Colombia’s FARC candidate out of presidential race due to ill health

FAN Editor
Colombia's FARC leader and presidential candidate Rodrigo Londono speaks during a news conference in Bogota
Colombia’s FARC (Revolutionary Armed Forces of Colombia) leader and presidential candidate Rodrigo Londono, also known as Timochenko, speaks during a news conference in Bogota, Colombia February 28, 2018. REUTERS/Jaime Saldarriaga

March 8, 2018

BOGOTA (Reuters) – Colombia’s former FARC rebels will not field a candidate in the country’s May presidential election as its hopeful, Rodrigo Londono, battles heart problems, the group said on Thursday.

The group will, however, have candidates in Sunday’s congressional election, its first outing as an unarmed political party, after it demobilized under a 2016 peace deal with the government.

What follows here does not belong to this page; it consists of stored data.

PR #149, opened 2018-07-21
Updated docs for input and body options

zerodom30:


zerodom30:
Then this detail would make more sense as a side `Note`. Going to address the build issues as well.

mcollina:
Thanks!

PR #157, opened 2018-09-03
fix argv support in windows cmd.exe

### LINKED ISSUE #153: All responses are non 2xx with method POST in Hapi.js
I made same post in hapi/disscuss (https://github.com/hapijs/discuss/issues/705) repository, since this only apeared with Hapi framework. But then i realized that with GET method it works fine, but POST fails.
I added header property in the call and the problem still persists.

hapierr2

mcollina:
Fixes #153.


mcollina:
cc @mafintosh

autocannon.js
```diff
@@ -238,5 +239,7 @@ function runTracker (argv, ondone) {
 }
 
 if (require.main === module) {
-  start(parseArguments(process.argv.slice(2)))
+  const argv = crossArgv(process.argv.slice(2))
+  console.log(argv)
```
mafintosh: Did you mean to log this?

mcollina: actually no.

ccalvarez:
Hi.  I'm using `autocannon@3.2.0` today, and I'm still needing the \ escape character.  

Operating system:  Windows 10 Pro Version 1709, Build 16299.847


image

Thank you.

PR #164, opened 2018-09-30
Fix issue with host header

Tuizi:
Add the possibility to set the `host` header.

### DIFF
--- a/lib/httpRequestBuilder.js
+++ b/lib/httpRequestBuilder.js
@@ -37,7 +37,7 @@ function requestBuilder (defaults) {
     const headers = reqData.headers
     const body = reqData.body
 
-    let host = reqData.host
+    let host = reqData.headers.host || reqData.host
     if (!host) {
       const hostname = reqData.hostname
       const port = reqData.port
--- a/package.json
+++ b/package.json
@@ -7,7 +7,8 @@
     "autocannon": "autocannon.js"
   },
   "scripts": {
-    "test": "standard && tap --timeout 45 test/*.test.js"
+    "test": "standard && tap --timeout 45 test/*.test.js",
+    "standard:fix": "standard --fix"
   },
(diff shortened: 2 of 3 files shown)


mcollina:
Good work! Can you update the docs and add a cli argument to set this as well?

Tuizi:
There is no specific argument or doc needed I guess. It is just a "bug fix".
Before the `host` header was ignored no it is taken in consideration.

What do you think?

lib/httpRequestBuilder.js
```diff
@@ -37,7 +37,7 @@ function requestBuilder (defaults) {
     const headers = reqData.headers
     const body = reqData.body
 
-    let host = reqData.host
+    let host = reqData.headers.host || reqData.host
```
silverwind, line 40: This does seem to fail when the header is given as `-H Host=value` on the CLI, e.g. it does not work case-insensitively like HTTP headers are supposed to be.

mcollina: wow, this was a long time ago, would you open a fresh issue or a PR to fix?

silverwind: https://github.com/mcollina/autocannon/pull/463

exoticknight: I use
```bash
autocannon -H "host=xxx.com" "http://127.0.0.1:8000"
```
it seems that it just replace 127.0.0.1 with xxx.com in url which is not what i intend

```
Request {
  bodyUsed: false,
  headers: Headers { connection: "keep-alive", host: "xxx.com, xxx.com" },
  method: "GET",
  redirect: undefined,
  url: "http://xxx.com/"
}
```

Deno serve
```ts
Deno.serve((req) => {
  console.log(req)
  return new Response('a')
})
```

PR #145, opened 2020-10-30
Implement partial proofs

pipermerriam:
Builds on #175 

## What was wrong?

We need to be able to compute "partial" proofs.

## How was it fixed?

This PR fills out the `Proof.to_partial` object API and adds tests for it.

#### Cute Animal Picture

dogfox

PR #164, opened 2020-11-08
Implement ssz proof merging

pipermerriam:
Builds on #145 

## What was wrong?

When we request content in the Alexandria network, we get it in pieces.  We need a way to merge these pieces into a single unit.

## How was it fixed?

Quick and dirty implementation of `Proof.merge` which combines the two proofs into a single new proof, dropping any elements from the proof that are duplicated or no longer necessary (such as intermediate tree nodes for which we have all of the underlying leaves.

#### Cute Animal Picture

20-Absolutely-Amazing-Dog-Halloween-Costumes-4

### DIFF
--- a/ddht/v5_1/alexandria/partials/_utils.py
+++ b/ddht/v5_1/alexandria/partials/_utils.py
@@ -1,6 +1,7 @@
 from typing import Iterable
 
 from eth_utils import to_tuple
+from eth_utils.toolz import sliding_window
 from ssz.constants import CHUNK_SIZE
 
 from ddht.v5_1.alexandria.constants import POWERS_OF_TWO
@@ -47,3 +48,22 @@ def get_chunk_count_for_data_length(length: int) -> int:
     if length == 0:
         return 0
     return (length + CHUNK_SIZE - 1) // CHUNK_SIZE  # type: ignore
+
+
+@to_tuple
+def filter_overlapping_paths(*paths: TreePath) -> Iterable[TreePath]:
+    """
+    Filter out any paths that are a prefix of another path.
+    """
+    if not paths:
+        return
+    sorted_paths = sorted(paths)
+    for left, right in sliding_window(2, sorted_paths):
+        if right[: len(left)] == left:
+            continue
+        else:
+            yield left
+
+    # Because of the use of `sliding_window` we need to manually yield the last
+    # path
+    yield sorted_paths[-1]
--- a/ddht/v5_1/alexandria/partials/proof.py
+++ b/ddht/v5_1/alexandria/partials/proof.py
@@ -25,6 +25,7 @@ from ssz.sedes import List as ListSedes
 from ddht.v5_1.alexandria.partials._utils import (
     decompose_into_powers_of_two,
     display_path,
+    filter_overlapping_paths,
     get_chunk_count_for_data_length,
 )
 from ddht.v5_1.alexandria.partials.chunking import (
@@ -108,13 +109,11 @@ class DataPartial:
         else:
             raise TypeError(f"Unsupported type: {type(index_or_slice)}")
 
-        data_length = end_at - start_at
-
         candidate_index = max(0, bisect.bisect_left(self._segments, (start_at,)) - 1)
         segment = self._segments[candidate_index]
         is_within_bounds = (
             segment.start_index <= start_at <= segment.end_index
-            and data_length <= len(segment.data)
+            and end_at <= segment.end_index
         )
         if not is_within_bounds:
             raise IndexError(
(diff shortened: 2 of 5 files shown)


ddht/v5_1/alexandria/partials/proof.py
```diff
@@ -344,6 +345,45 @@ def get_proven_data_segments(self, length: int) -> Iterable[Tuple[int, bytes]]:
...
+            if path in all_other_elements_by_path
+        )
+
+        all_merged_elements = (
+            common_elements + merged_elements_from_self + merged_elements_from_other
+        )
+
+        proof = Proof(self.hash_tree_root, all_merged_elements, self.sedes)
+        validate_proof(proof)
+        return proof
```
marcgarreau, line 385: Context gathering: So this merge applies to two partial proofs. What is the upper bounds of the number of partial proofs required for some data request? Is there some workflow for more than two proofs or is that a recursive use of this functionality, or something else?

pipermerriam: Data requests in alexandria end up transferring about 750 bytes of data (and about 400 bytes of overhead from the merkle stuff).  According to Etherscan and some very quick sampling, ethereum blocks are about 45kb which means it'll take about 60 messages to transfer all the data, which means 60 partial proofs that end up getting re-assembled.  You can see the preliminary code that does this here: 

https://github.com/ethereum/ddht/pull/165/files#diff-e8d0d620a600d82775b4794f8378624f90f1a7c0e9ed3e692da2a39e2a10de89R286-R480

pipermerriam: You can use this to extrapolate some of the other data payloads.  Headers will always be sent in a single message because they are not big enough to need to split them up.  Individual transactions will typically fit in a single message (and thus won't require a proof) but sometimes will need to be split up.  etc, etc.

ddht/v5_1/alexandria/partials/_utils.py
```diff
@@ -47,3 +48,15 @@ def get_chunk_count_for_data_length(length: int) -> int:
...
+@to_tuple
+def merge_paths(*paths: TreePath) -> Iterable[TreePath]:
+    sorted_paths = sorted(paths)
+    for left, right in sliding_window(2, sorted_paths):
+        if right[: len(left)] == left:
+            continue
+        else:
+            yield left
+
+    yield from sorted_paths[-1:]
```
lithp, line 62: Why is this not `yield sorted_paths[-1]`?

ddht/v5_1/alexandria/partials/_utils.py
```diff
@@ -47,3 +48,15 @@ def get_chunk_count_for_data_length(length: int) -> int:
     if length == 0:
         return 0
     return (length + CHUNK_SIZE - 1) // CHUNK_SIZE  # type: ignore
+
+
+@to_tuple
+def merge_paths(*paths: TreePath) -> Iterable[TreePath]:
```
lithp, line 54: A docstring could help here, I'm not sure what this function is doing. It takes a bunch of paths and de-duplicates them? If any path is a prefix of another the shorter path is dropped. From the name it sounded like it would somehow combine paths to make other paths, if I've got what it's doing right maybe this could be called `deduplicate_paths`.

ddht/v5_1/alexandria/partials/proof.py
```diff
@@ -29,6 +36,84 @@ def __str__(self) -> str:
...
+    start_index: int, num_padding_chunks: int, path_bit_length: int
+) -> Iterable[ProofElement]:
+    """
+    Get the padding elements for a proof.
+
+    By decomposing the number of chunks needed into the powers of two which
+    make up the number we can construct the minimal right hand sub-tree(s)
+    needed to pad the hash tree.
+    """
+    for power_of_two in decompose_into_powers_of_two(num_padding_chunks):
```
lithp, line 50: I'm not sure this name is any better, but it took me a second to figure out what this method was doing. It might be more clear if this method was called `nonzero_bits`?

lithp: Also, this is black magic! The docstring helps me understand what is happening but I think I might need a picture or a longer docstring to understand why this works.

ddht/v5_1/alexandria/partials/proof.py
```diff
@@ -29,6 +36,84 @@ def __str__(self) -> str:
...
+    def __init__(self, length: int, segments: Tuple[Tuple[int, bytes], ...]) -> None:
+        self._length = length
+        self._segments = segments
+
+    def __len__(self) -> int:
+        return self._length
+
+    @overload
+    def __getitem__(self, index_or_slice: int) -> int:
+        ...
```
lithp, line 75: Python must be so strange for anybody learning it from scratch today :sweat_smile:

ddht/v5_1/alexandria/partials/proof.py
```diff
@@ -29,6 +36,84 @@ def __str__(self) -> str:
...
+            end_at = index_or_slice.stop
+        elif isinstance(index_or_slice, int):
+            start_at = index_or_slice
+            end_at = index_or_slice + 1
+        else:
+            raise TypeError(f"Unsupported type: {type(index_or_slice)}")
+
+        data_length = end_at - start_at
+
+        candidate_index = max(0, bisect.bisect_left(self._segments, (start_at,)) - 1)
```
lithp, line 95: Probably worth putting into the docstring that this class assumes `segments` is sorted, or sorting in the constructor. If I remember right Python's timsort has enough special cases that already-sorted lists are sorted pretty quick.

ddht/v5_1/alexandria/partials/proof.py
```diff
@@ -29,6 +36,84 @@ def __str__(self) -> str:
...
+        yield ProofElement(left_path[: path_bit_length - depth], padding_hash_tree_root)
+
+
+class DataPartial:
+    """
+    A wrapper around a partial data proof which allows data retrieval by
+    indexing or slicing.
+
+    Raise `IndexError` if the requested data is not part of the proof.
+    """
```
lithp, line 64: Even after reading the tests I'm still not sure what this class is for. You pass in a bunch of (path, data) tuples, and then you can read them back out by searching for them by path or path range?

ddht/v5_1/alexandria/partials/_utils.py
pipermerriam: I think it's something like `remove_overlapped_paths` as it removes any path that is on another longer path.

ddht/v5_1/alexandria/partials/_utils.py
pipermerriam: no clue, but they should be equivalent and you're is more sane.  will fix.

ddht/v5_1/alexandria/partials/proof.py
pipermerriam: Yeah, I can make another pretty picture to help make it clear how/why this works.  It is indeed black magic.  Building up the intuition about how all of these different tree mechanics work was hard.  Good to write it down while I still remember it all.

ddht/v5_1/alexandria/partials/proof.py
pipermerriam: Yeah, a `Proof` houses *some* amount of the actual data (maybe all of it, maybe a subsection).  This abstracts that away so that you can just treat it like it's a bytestring and directly access the data via slice/index mechanics.  I'll beef up the docstring a bit.

ddht/v5_1/alexandria/partials/proof.py
marcgarreau: ^ lol, not too bad in my experience. As someone not familiar with all the conventions: are we using `...` to mean `TODO` or `noop`?

pipermerriam:
This has been rebased.  @marcgarreau and @lithp do either of you have anything additional you'd like me to cleanup?

Issue #161, opened 2020-11-04
Improve bond(...) API logic to handle missing endpoint information


pipermerriam:
## What was wrong?

Currently, the two `bond(...)` APIs found on `NetworkAPI` and `AlexandriaNetworkAPI` fail if we do not have an `ENR` record for the `node_id` we are trying to bond with.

Known by his nom de guerre Timochenko, Londono had been the FARC’s bet to replace President Juan Manuel Santos when the latter leaves office in August, but heart surgery on Wednesday has put him out of the race.

The group said attacks by the right wing, including protests at their events, were a further reason for pulling out of the presidential election.

Londono canceled campaigning last month after his motorcade was pelted with tomatoes and eggs by angry protesters.

“The surgery which took place yesterday, combined with already discussed features of the electoral campaign, has led us to decline our presidential aspirations,” FARC senate candidate Ivan Marquez told journalists, reading from a statement.

Marquez said the group was open to backing a presidential candidate from a different party, so long as that person supports the peace deal.

Seventy-four FARC candidates for the lower and upper house of Congress will run in legislative elections on Sunday. The group is guaranteed ten seats in the body through 2026 under the terms of the peace deal but has said it hopes to win more.

The Shaio clinic said in a statement Londono is under observation and had also been suffering a pulmonary sickness and an obstructed cerebral artery.

The former FARC commander was unlikely to have garnered many votes from Colombians, many of whom believe its leaders should be in prison, not running for office. Recent polls have shown him with a maximum of 1 percent support.